I sparge with filtered water. Its around pH6. I feel really lucky with this scenario. Melb tap water at 7.3 soft water or filtered is pH6.

Again, I make a mineral profile of around 25% of the Burton on Trent profile. That is based on the size of the brew. Not the total water used. All minerals added to the mash water for first infusion. Then sparge with filtered water that is basically blank at pH6.
I cant think of a reason how this could be a bad thing? Unless someone could I'm all ears.


----------



## Chris79 (23/2/17)

MHB said:


> Depends on what you think an "average" home brewer is.
> You don't need a science degree to get the basics right, try reading the Braukaiser section on pH he also covers some of the other issues you have mentioned (L:G stiff mash, temperature steps...) and all in a pretty well worked through way that's not too hard to follow.
> 
> Similarly being suspect, but think about this, the old traditional bush billy tea, put the water, tea and sugar in the billy - cold - bring it to the boil, result is a rich tea with no bitterness (tannin).
> ...


I was going to ask you Manticle for a link on something more detailed to read re some of the other benefits of getting a desired pH for the style of beer produced. But I've made a bookmark to this page on Kaiser's website. I have read a few other parts of he's website (really good), but will get into this!

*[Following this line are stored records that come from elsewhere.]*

Issue #791, opened 2023-11-03
GUI: Installer: Drop "backup descriptor" step when recovering from descriptor


pythcoiner:
During restore wallet flow, we ask user to backup descriptor again just after he supplied it. It's weird, should we assume that he can restore this descriptor because he previously backed up it?

darosior:
Good point. We can drop the "backup descriptor" step during recovery.

darosior:
@jp1ac4 while you are tackling #866 would you address this one as well? They are pretty related and seem they could be tackled in the same PR.

jp1ac4:
Looking at this again, do we need to change anything? There's currently only a "Register descriptor" step, but I think we still need this one as the user may no longer have the descriptor registered on any devices.

pythcoiner:
humm, i think we already fix it in a previous commit, i close.

jp1ac4:
Reopening as per @pythcoiner's findings in https://github.com/wizardsardine/liana_manual_testing/blob/master/tests/v5/v5-pre-rc1/pyth.md.

jp1ac4:
This affects the "Participate in new wallet" steps.

PR #996, opened 2024-03-06
gui: hint at rescan when importing wallet

### LINKED ISSUE #866: Hint at rescanning when user imports descriptor
@kloaec pointed out to me people are confused to not see their coins after importing a descriptor. I thought we told them they'll have to rescan to see them, but looks like we don't. We should.

jp1ac4:
This is to resolve #866.

I've added the message to the first step where the user enters the descriptor:

image

### DIFF
--- a/gui/src/installer/view.rs
+++ b/gui/src/installer/view.rs
@@ -414,7 +414,19 @@ pub fn import_descriptor<'a>(
                     } else {
                         None
                     })
-                    .push(col_descriptor),
+                    .push(col_descriptor)
+                    .push_maybe(if change_network {
+                        // only show message when importing a descriptor
+                        Some(text(
+                            "After creating the wallet, \
+                            you will need to perform a rescan of \
+                            the blockchain in order to see your \
+                            coins and past transactions. This can \
+                            be done in Settings > Bitcoin Core.",
+                        ))
+                    } else {
+                        None
+                    }),
             )
             .push(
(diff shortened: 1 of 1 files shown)


jp1ac4:
Changed to draft as I will also do #791 as part of this PR.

I've also bookmarked your post Mark from your talk last year too


----------



## Chris79 (23/2/17)

MHB said:


> Adding salts on their own at best (very pale malt in distilled water) you will have trouble getting the pH below 5.7pH which isn't really ideal, adding a touch of acid lets you get the pH exactly where you want it.
> I did a talk at my home brew club a while ago there is a download in post #6 that works through it.
> 
> As manticle said the pH isn't the only benefit from using salts properly.
> Mark


My local brewshop (The Brew Shop) recommends add a touch of acid malt. I've done that on my last few beers. Which has been about 2% approx of the grain bill.


----------



## manticle (23/2/17)

Acid malt or acid are basically the same. I use liquid lactic acid - acidulated malt adds the same product for the same effect (mash not sparge water).


----------



## Lyrebird_Cycles (23/2/17)

Danscraftbeer said:


> I cant think of a reason how this could be a bad thing? Unless someone could I'm all ears.

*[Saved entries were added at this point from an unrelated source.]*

PR #2123, opened 2026-05-11
UI Rework

### LINKED ISSUE #2104: UX/UI rework: buttons
Following #2099 discussion, I think we should take the opportunity of the UX/UI rework to align the buttons design system to what we have implemented for Liana Business. Working with Claude, I've come up with the following proposal:

[liana_buttons_final.html](https://github.com/user-attachments/files/27002331/liana_buttons_final.html)

here is the table of colors used:

[liana_button_color_codes.html](https://github.com/user-attachments/files/27002344/liana_button_color_codes.html)

Let's keep discussing in case there is something which could be improved

### LINKED ISSUE #2113: UI/UX Rework: Pills
# Liana Business

## Home

> Change "Unconfirmed" badge (amber filling, black text)

> Adding a "Confirmed" badge -> I think it's not strictly required. It seems clear enough that what's not "Unconfirmed" is confirmed IMO

Image

---

`Unconfirmed`:

Image

Image

---

`Confirmed`:

Image

Image

---

## Drafts & Approvals:

> Add "Unsigned" and "To broadcast" badges, both with amber border and text (I don't like the figma green "Signed" as explained in my last [comment](https://www.figma.com/design/zNR7J87fsvqrSnPJhQatRx?node-id=2612-2780#1685032167))

Image

---

`Unsigned`:

Image

Image

---

`To broadcast`:

Image

Image

---

> Add a green "Confirmed" badge (and remove the "Spent" one. As a side note, I personally like more the "Spent" wording so we could evaluate to keep it).

idem home

---

> Move more to the right and change formatting of "Batch" badge. In the figma it wasn't properly defined, but I would use the same position and format for the "Recovery" and "Deprecated" badges (I don't know if I miss any).

`Batch`:

Image

---

`Fingerprint`:

Image

Image

32 pix height
---

# Liana GUI

Image

### LINKED ISSUE #2121: Business-installer cleanup
- [x] do not populate with dummy email
- [x] Scroll bar overly onto buttons
- [x] `Disconnect misbehavior`
- [x] `Connect with another email` must be disabled during an account loading
- [x] Replace "Search organizations..." by "Filter organizations..."
- [x] Replace "Search wallets..." by "Filter wallets..."

---

Do not populate with dummy email:

Image

---

Scroll bar overlay onto buttons:

Image

---

`Disconnect misbehavior`:

Image

  ONLY AT FIRST CONNECTION, Clicking on disconnect actualy route here:

Image

  while it should route here:

Image

the issue seems to be we do not cache the newly created account, just write to disk

---

`Connect with another email` must be disabled during an account loading:

Image

--- 

Replace "Search organizations..." by "Filter organizations..."
or smth similar, and maybe display onli if > 4/5 orgs

Image

---

Replace "Search wallets..." by "Filter wallets..."
or smth similar, and maybe display onli if > 4/5 wallets

Image
---

### LINKED ISSUE #2125: UI/UX Rework: Button with tooltip component
from https://github.com/wizardsardine/liana/pull/2123#issuecomment-4421821217:

> Some buttons have different sizes (possibly due to font size)

it's because the button is constructed inline in the view, we must have a proper component

Image

### LINKED ISSUE #2126: The text doesn't wrap/truncate
On master, there are multiple occasions in which the text doesn't wrap or truncate. Some examples from the Liana Business installer:

Image

Image

This is possibly due to the recent iced version bump

### LINKED ISSUE #2128: User should be able to see entire path in the Approve step of Liana Business wallet setup
In order to be able to approve, the Wallet Manager should be able to see the policy. Currently, it sometimes just shows the first key(s) and the timelock indication is missing too:

Image

We should:
- Improve visibility at first glance. Relatively simple (<= 3 keys) paths should be understandable without needing to expand (by reducing the font size?) and timelocks should be shown below (as they were IIRC) for recovery paths.
- Give the option to the user to expand each path to see the full info (through a modal?).

Alternatively, we could re-implement the step to be more similar to what we have in the admin page:

Image

Note that if we go this route, we should have the timelock based on time instead of blocks (that could still be in parenthesis)

### LINKED ISSUE #2132: Bad error messages when the device locks itself
We've experienced this with a ledger device, for which it's pretty common that it locks itself, but I'm not sure it applies also to other devices as well.

When trying to perform an action on the device while in the meantime it locked itself (for some idle time has passed), we get error "messages" of this kind:

Image

We should have a proper message such as "Device is unreachable. Please make sure it's correctly plugged and unlocked" or something like this.

### LINKED ISSUE #2136: UI/UX Rework: Make hw clickable card consistants with a new component
Hws clickable card are contructed inline with a combo card + button, we must implem a new component to enforce consistency

Image

Image

Image

Image

Image

Image

Image

Image

Image

Image

Image

### LINKED ISSUE #2137: We should avoid showing the "+test" in email addresses of the "Edited by" field in Liana Business
We currently show the full name+admin email address in the "Edited by" field. 

Image

I propose one of the following:
- Show a generic "Edited by Admin"
- Show the email without "+test" (e.g. manuel@wizardsardine.com in place of manuel+admin@wizardsardine.com)

### LINKED ISSUE #2138: Edited by "Unknown" in organization screen
We currently always show "Edited by Unknown" at the organization level step:

Image

We should show the correct information (following the same consideration done in #2137 for admins).

### LINKED ISSUE #2142: "Settings" moves when going to a sub-page in Liana Business
The position of the "Settings" title slightly moves going from the main page to the sub-pages (I think it was already fixed for liana gui):

https://github.com/user-attachments/assets/5868b3e2-1f4e-4b42-bd03-ed6667128259

### LINKED ISSUE #2145: Fix scrollable
Scrollable are broken in iced v14, scrollbar overlap content:

Image

we must implement our own companent that will add padding in order to "push" the scrollbar outside the content

pythcoiner:
Todo:

 - [x] Fix button color in liana-gui
 - [x] Reset timelock button primary
 - [ ] ~~Align pills in coin selection~~
 - [x] Hover text should be "Recovery option(s) available"
 - [x] Some buttons have different sizes (possibly due to font size) tracked in #2125 
 
 closes #2132 
 closes #2125
 closes #2126
 closes #2136
 closes #2104
 closes #2121
 closes #2145
 closes #2142
 closes #2128
 closes #2113
 closes #2138
 closes #2137


nondiremanuel:
Some comments from a first quick look (if some are out of scope for the PR and were going to be tackled anyway, please ignore them):

image

As we were discussing elsewhere, the green for the primary buttons and the borders and text of the secondary ones should be brighter (same as the current green and the one on the menu bar).

image

Shouldn't the "Reset timelock" button be primary as it was before? I see that in the figma of Liana Business it was changed to tertiary (and I'm sorry I didn't notice it in advance), but I personally think it should be the primary action.

image

- It would be nice to have the "Available" pills aligned
- Hover text should be "Recovery option(s) available" IMO

Same for the "Coins/UTXOs" tab

image

Shouldn't the "copy address" icon be a secondary button too?

image

Some buttons have different sizes (possibly due to font size)

pythcoiner:
> Shouldn't the "copy address" icon be a secondary button too?

always has been a transparent button afaik (border became green on hover)

related:
image

pythcoiner:
> * Hover text should be "Recovery option(s) available" IMO

done

image

pythcoiner:
> Shouldn't the "Reset timelock" button be primary as it was before? I see that in the figma of Liana Business it was changed to tertiary (and I'm sorry I didn't notice it in advance), but I personally think it should be the primary action.

done

pythcoiner:
> It would be nice to have the "Available" pills aligned

I'll not do this here,as we have to rework the spend panel anyway

edouardparis (approved):
utACK 98c72109be7eca306e0c22e2aff8959654e8c20a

The filtered water has 3/10 of FA buffering capacity so when it hits the grain bed the pH will rise and this will eventually increase the phenolic extraction.

This only becomes a problem when the extractable dissolved solids fall to a low level (? <3%), at higher solids levels the buffering capacity of the wort dominates.

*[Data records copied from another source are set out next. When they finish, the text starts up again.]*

Issue #672, opened 2023-08-31
Allow to start without a Bitcoin backend (ie at the moment, without `bitcoind`)


darosior:
It's been requested a couple times, and it makes sense for instance for a passive co-signatory in a multisig. The one crafting the transaction would use a regular Liana with a bitcoind, the cosigner doesn't need to be syncing bitcoind.

I expect it's non-trivial as there are assumptions that a Bitcoin backend is running all around the lianad codebase.

PR #2146, opened 2026-05-18
Make GUI updates non-blocking and avoid redraw artifacts

starius:
## Summary

- Run embedded daemon control calls on Tokio's blocking pool in `liana-gui/src/daemon/embedded.rs`, so synchronous lianad work no longer occupies async executor workers directly.
- Replace GUI update-path `Handle::block_on` calls with `Task::perform` or background runtime tasks across `liana-gui/src/app/mod.rs`, `liana-gui/src/app/state/spend/step.rs`, `liana-gui/src/installer/mod.rs`, `liana-gui/src/launcher.rs`, `liana-gui/src/gui/tab.rs`, and `liana-gui/src/loader.rs`.
- Add explicit async result messages in `liana-gui/src/app/message.rs` and `liana-gui/src/installer/message.rs` so preselection, daemon config reloads, spend redrafts, failed-install cleanup, remote alias sync, and wallet deletion complete without blocking GUI message handling.
- Remove the blocking sleep in loader sync in `liana-gui/src/loader.rs`.
- Avoid cursor-blink redraw artifacts in form cards by removing the semi-transparent shadow from `card::simple` in `liana-ui/src/theme/card.rs`.

## Rationale

`liana-gui` is async, but embedded `lianad` remains synchronous internally. Before this change, several GUI-facing async methods or update paths still crossed that boundary without an explicit blocking boundary, or synchronously waited for daemon/database/network work from GUI update handling. This could make navigation, spend editing, settings changes, installer cleanup, wallet deletion, startup, and close handling sensitive to daemon latency.

This keeps `lianad` synchronous and limits the change to the GUI boundary: synchronous embedded daemon calls are isolated on the blocking pool, and GUI state transitions schedule work as iced tasks instead of waiting inline.

### DIFF
--- a/liana-gui/src/app/message.rs
+++ b/liana-gui/src/app/message.rs
@@ -30,6 +30,7 @@ use crate::{
 pub enum Message {
     Tick,
     RedirectLianaConnectLogin,
+    RemoteBackendAliasUpdated(Result<(), String>),
     UpdateDaemonCache(Result<DaemonCache, Error>),
     CacheUpdated,
     Fiat(FiatMessage),
--- a/liana-gui/src/app/message.rs
+++ b/liana-gui/src/app/message.rs
@@ -60,6 +60,8 @@ pub enum Message {
     HardwareWallets(HardwareWalletMessage),
     HistoryTransactionsExtension(Result<Vec<HistoryTransaction>, Error>),
     HistoryTransactions(Result<Vec<HistoryTransaction>, Error>),
+    PreselectedHistoryTransaction(Txid, Result<Option<HistoryTransaction>, Error>),
+    PreselectedSpendTransaction(Txid, Result<Option<SpendTx>, Error>),
     Payments(Result<Vec<Payment>, Error>),
     PaymentsExtension(Result<Vec<Payment>, Error>),
     Payment(Result<(HistoryTransaction, usize), Error>),
--- a/liana-gui/src/app/message.rs
+++ b/liana-gui/src/app/message.rs
@@ -16,6 +16,7 @@ use crate::{
         wallet::Wallet,
     },
     daemon::model::*,
+    daemon::Daemon,
     export::ImportExportMessage,
     hw::HardwareWalletMessage,
     services::fiat::{
@@ -34,6 +35,7 @@ pub enum Message {
     UpdatePanelCache(/* is current panel */ bool),
     View(view::Message),
     LoadDaemonConfig(Box<DaemonConfig>),
+    DaemonConfigReloaded(Result<Arc<dyn Daemon + Sync + Send>, Error>),
     DaemonConfigLoaded(Result<(), Error>),
     LoadWallet(Wallet),
     Info(Result<GetInfoResult, Error>),
--- a/liana-gui/src/app/message.rs
+++ b/liana-gui/src/app/message.rs
@@ -2,9 +2,10 @@ use std::collections::{HashMap, HashSet};
 use std::sync::Arc;
 
 use liana::miniscript::bitcoin::{
+    address,
     bip32::{ChildNumber, Fingerprint},
     psbt::Psbt,
-    Address, Txid,
+    Address, Amount, Txid,
 };
 use lianad::config::Config as DaemonConfig;
 
@@ -51,6 +52,7 @@ pub enum Message {
     Labels(Result<HashMap<String, String>, Error>),
     SpendTxs(Result<Vec<SpendTx>, Error>),
     Psbt(Result<(Psbt, Vec<String>), Error>),
+    RedraftSpend(u64, RedraftSpendResult),
     RbfPsbt(Result<Txid, Error>),
     Recovery(Result<SpendTx, Error>),
     Signed(Fingerprint, Result<Psbt, Error>),
@@ -71,6 +73,17 @@ pub enum Message {
     BroadcastModal(Result<HashSet<Txid>, Error>),
     RbfModal(Box<HistoryTransaction>, bool, Result<HashSet<Txid>, Error>),
     Export(ImportExportMessage),
+}
+
+#[derive(Debug)]
+pub struct RedraftSpendResult {
+    pub send_max_to_recipient: Option<usize>,
+    pub total_recipients: usize,
+    pub max_address: Address<address::NetworkUnchecked>,
+    pub is_user_coin_selection: bool,
+    pub is_recovery: bool,
+    pub result: Result<CreateSpendResult, Error>,
+    pub amount_left_to_select: Option<Amount>,
 }
 
 impl From<ImportExportMessage> for Message {
--- a/liana-gui/src/app/mod.rs
+++ b/liana-gui/src/app/mod.rs
@@ -247,31 +247,37 @@ impl<S: SettingsTrait> App<S> {
 
         match &menu {
             menu::Menu::TransactionPreSelected(txid) => {
-                if let Ok(Some(tx)) = Handle::current().block_on(async {
-                    self.daemon
-                        .get_history_txs(&[*txid])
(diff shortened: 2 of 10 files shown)


pythcoiner:
concept NACK, the rationale seems AI bullshit to me, and I dont see what problem it solves

starius:
The concrete issue I see is that, when lianad is embedded in the GUI, the GUI exposes async daemon calls but `EmbeddedDaemon::command` [runs](https://github.com/wizardsardine/liana/blob/de4f0b90feb7875ab7811981a2e1a315a6863329/liana-gui/src/daemon/embedded.rs#L33-L39) the synchronous `DaemonControl` method inline while holding the async mutex, with no blocking boundary. If any of those daemon paths block on backend IO, the GUI task can stall. I observed GUI hanging in some of my experiments and came to the conclusion that this is the root cause.

Examples:

- Node -> Blockchain rescan: the GUI [calls](https://github.com/wizardsardine/liana/blob/de4f0b90feb7875ab7811981a2e1a315a6863329/liana-gui/src/app/state/settings/bitcoind.rs#L636-L644) `start_rescan`, embedded lianad [maps](https://github.com/wizardsardine/liana/blob/de4f0b90feb7875ab7811981a2e1a315a6863329/liana-gui/src/daemon/embedded.rs#L224-L230) it directly to `DaemonControl::start_rescan`, and the daemon [checks](https://github.com/wizardsardine/liana/blob/de4f0b90feb7875ab7811981a2e1a315a6863329/lianad/src/commands/mod.rs#L1190-L1211) backend state before calling backend `start_rescan`. With bitcoind this [reaches](https://github.com/wizardsardine/liana/blob/de4f0b90feb7875ab7811981a2e1a315a6863329/lianad/src/bitcoin/d/mod.rs#L1129-L1162) `importdescriptors`, prune checks, retries, and `std::thread::sleep`.
- Broadcast: the GUI [calls](https://github.com/wizardsardine/liana/blob/de4f0b90feb7875ab7811981a2e1a315a6863329/liana-gui/src/app/state/psbt.rs#L370-L381) `broadcast_spend_tx`, embedded lianad [maps](https://github.com/wizardsardine/liana/blob/de4f0b90feb7875ab7811981a2e1a315a6863329/liana-gui/src/daemon/embedded.rs#L215-L221) it directly to `broadcast_spend`, and the daemon [broadcasts](https://github.com/wizardsardine/liana/blob/de4f0b90feb7875ab7811981a2e1a315a6863329/lianad/src/commands/mod.rs#L910-L927) through the backend before waiting for the poller with `rx.recv()`. The backend call is bitcoind [`sendrawtransaction`](https://github.com/wizardsardine/liana/blob/de4f0b90feb7875ab7811981a2e1a315a6863329/lianad/src/bitcoin/d/mod.rs#L1047-L1053) or Electrum [`transaction_broadcast`](https://github.com/wizardsardine/liana/blob/de4f0b90feb7875ab7811981a2e1a315a6863329/lianad/src/bitcoin/electrum/client.rs#L108-L110).
- Node config reload: saving node settings [emits](https://github.com/wizardsardine/liana/blob/de4f0b90feb7875ab7811981a2e1a315a6863329/liana-gui/src/app/state/settings/bitcoind.rs#L364-L374) `LoadDaemonConfig` for bitcoind or [does](https://github.com/wizardsardine/liana/blob/de4f0b90feb7875ab7811981a2e1a315a6863329/liana-gui/src/app/state/settings/bitcoind.rs#L473-L484) the same for Electrum. The app [handles](https://github.com/wizardsardine/liana/blob/de4f0b90feb7875ab7811981a2e1a315a6863329/liana-gui/src/app/mod.rs#L544-L579) it synchronously by `block_on`-stopping the daemon and calling `EmbeddedDaemon::start` inline. Startup [sets up](https://github.com/wizardsardine/liana/blob/de4f0b90feb7875ab7811981a2e1a315a6863329/lianad/src/lib.rs#L406-L439) bitcoind/Electrum backends; Electrum startup [pings](https://github.com/wizardsardine/liana/blob/de4f0b90feb7875ab7811981a2e1a315a6863329/lianad/src/bitcoin/electrum/client.rs#L57-L79) the server and creates a retrying client.

So the PR is a boundary fix: keep lianad synchronous, but move these potentially blocking embedded-daemon operations off the GUI async/update path.

pythcoiner:
> I observed GUI hanging in some of my experiments and came to the conclusion that this is the root cause.

After hundread hours stress-testing the GUI, I never experienced this, we need a reproducible user-facing problem before a fix. Fixing potential bugs is a good way to introduce REAL bugs.

starius:
@pythcoiner You are right, changes like this should be handled carefully and only when the bug is proven. I think my PR's scope is too large, but some fixes are useful.

I reproduced the following scenario. When bitcoind stops, embedded lianad enters its synchronous bitcoind retry loop. It logs `Transient error when sending request to bitcoind` once per second while sleeping and retrying. Then the user closes the GUI. The GUI close handler calls embedded daemon shutdown synchronously from the GUI path. That shutdown sends `Shutdown` to the lianad poller thread and then waits for the poller thread to join. But the poller thread is currently stuck inside the blocking bitcoind retry loop, so it cannot process the shutdown message until the retry loop finishes. As a result, the GUI thread is waiting for lianad to stop, lianad is waiting/retrying bitcoind, and the window stops processing events. The window manager marks it as not responding, while logs keep printing because the daemon retry code is still running.

I also added a repro script for this scenario, and I'm attaching both the script and the video:

https://github.com/user-attachments/assets/8ea074f9-e006-4fa3-92fb-e5a82837edc0

The script: [reproduce-gui-close-freeze.sh](https://github.com/user-attachments/files/28003696/reproduce-gui-close-freeze.sh)


PS. The video was recorded by AI, the scenario was found by AI. I think this is an interesting way to find GUI glitches: let AI run the app in a virtual X server and look for bugs. It seems better to burn AI time than human time on this kind of issue hunting.

pythcoiner:
> I reproduced the following scenario. When bitcoind stops, embedded lianad enters its synchronous bitcoind retry loop.

Well my understanding is that, the "bug" is an edge case, that cant happend during a normal usage

> It seems better to burn AI time than human time on this kind of issue hunting.

I totaly disagree on this when it's about, easy to find, UI glitches, that do not impact users in real world. Our bottleneck is litteraly human time, and honnestly, this burn himan time.

> The script: [reproduce-gui-close-freeze.sh](https://github.com/user-attachments/files/28003696/reproduce-gui-close-freeze.sh)

PS: please if you want to share scripts, just inline them in the discussion.

starius:
I think it is still a normal situation: stop bitcoind / electrs and then try to close liana-gui and it gets stuck and becomes not responding. IMHO the expected behavior is a normal shutdown in this situation.

Maybe I'm over-engineering here. I tried to add another backend (BIP157) and got GUI stuck in many situations. I propose to close this PR, unless you find some pieces are useful.

For example, this one looks useful for me: https://github.com/wizardsardine/liana/pull/2146/changes/99e22d4276b627a88d5b0c50e37690fc6c7c47c3 (`std::thread::sleep` -> `tokio::time::sleep` in GUI code). What do you think about it?

pythcoiner:
> I think it is still a normal situation: stop bitcoind / electrs and then try to close liana-gui

No, its absolutely not a normal situation, it's an edge case:
- an electrum server is expected be be always running
- a managed bitcoind must NOT be stopped by the user if it has been started by Liana

I agree we should handle this more gracefully, but the solution I'd go is something like https://github.com/wizardsardine/liana/issues/672.

>  I tried to add another backend (BIP157)

Thanks for looking at this, but I think (in respect of your time), the approach should be discussed in an issue before spending much time on works that have large scope like this: there are many undocumented details that can make such integration hard to get merged.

For many home brewers there is no problem either because their efficiencies are such that they never reach this level or they don't happen to be sensitive to phenolic qualities in beer* (or both).

If you do routinely hit 2-3 oP on the last runnings and do happen to be sensitive to phenolics, the easy fix is 0.1 g/l lactic in the sparge water. I do that routinely but I'm a special snowflake when it comes to phenolics (In defence, they are a huge part of what I do for a living).


* An example is the guy who runs Brulosophy; he appears to have little interest in phenolics.


----------



## MHB (23/2/17)

Lyrebird_Cycles said:


> Snip
> * An example is the guy who runs Brulosophy; he appears to have litttle interest in phenolics.


Or reality
M


----------



## Lyrebird_Cycles (23/2/17)

So many "t"s, so little time.


----------



## manticle (23/2/17)

Chris79 said:


> I was going to ask you Manticle for a link on something more detailed to read re some of the other benefits of getting a desired pH for the style of beer produced. But I've made a bookmark to this page on Kaiser's website. I have read a few other parts of he's website (really good), but will get into this!
> 
> I've also bookmarked your post Mark from your talk last year too


Well here's my take from a few years ago:http://aussiehomebrewer.com/topic/94190-boil-or-filter/?p=1435946 

In the linked article (link contains a link), there are some suggested references but brun and kai should see you right.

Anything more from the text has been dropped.